According to Fangraphs’ Def metric, the Phillies are middle-of-the-pack as a team-wide entity, ranking 19th in Defensive Runs Saved (-5) and 17th in Outs Above Average (-4).

Obviously, J.T. Realmuto remains the best defensive catcher in baseball, especially when it comes to throwing runners out, 12 so far this year, tied for 3rd-most.
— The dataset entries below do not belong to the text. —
PR #6371, opened 2018-07-12
Add ECR.render for rendering without setting up an IO

straight-shoota:
This macro reduces boilerplate IO pattern if you just need to render a ECR file in a string to make it more user-friendly.

There is something to be said about using the same name as `ECR.embed` just without the argument `ioname`. However, I feel like `ECR.render` better describes what it does. I'm not settled, though, so any suggestions are welcome.

See kemalcr/kemal#467


sdogruyol:
This is definitely useful :+1:

Issue #271, opened 2014-11-30
Stack overflows


jhass:
I'm not sure if that's possible, but I think it would be great if we could turn stack overflows into exceptions. Currently they just cause a segfault.

To be clear what I'm talking about, a simple trigger:

``` ruby
def foo
  foo
end
foo
```

Valgrind hints:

The positives along the defense include Alec Bohm and Kody Clemens at first, at +1 DRS, tied for 9th-best, Bryson Stott at second, with +4 DRS, tied for 6th, and in right field, with Nick Castellanos’ improved glovework netting +3 DRS, tied for 6th as well!

The strength of the defense was supposed to be up the middle, but Marsh’s defense in center has been lackluster, worth -4 DRS, 5th-worst in baseball. Turner hasn’t been awful at shortstop, but he’s made a number of uncharacteristic blunders defensively, presumably taking his offensive struggles into the field with him at times. His +1 DRS is tied for 15th.

Left field and third base have been downright bad, with Schwarber and Cave combining for -7 DRS, dead last in baseball, and the combination of Bohm and Sosa at third totalling -4 DRS, 7th-worst.

To be fair, Defensive Runs Saved is not entirely and totally reliable, but other metrics tell a similar story, and the eye test largely backs up these finds, too. We’ll see how things look when Harper can play first base, Schwarber can DH and perhaps another outfielder can be added to the roster with some defensive chops.

So, there you go, an informal report card on the Phillies with one-quarter of their games in the books. Like their .500 record, most aspects are in the “C” range, which is to be expected.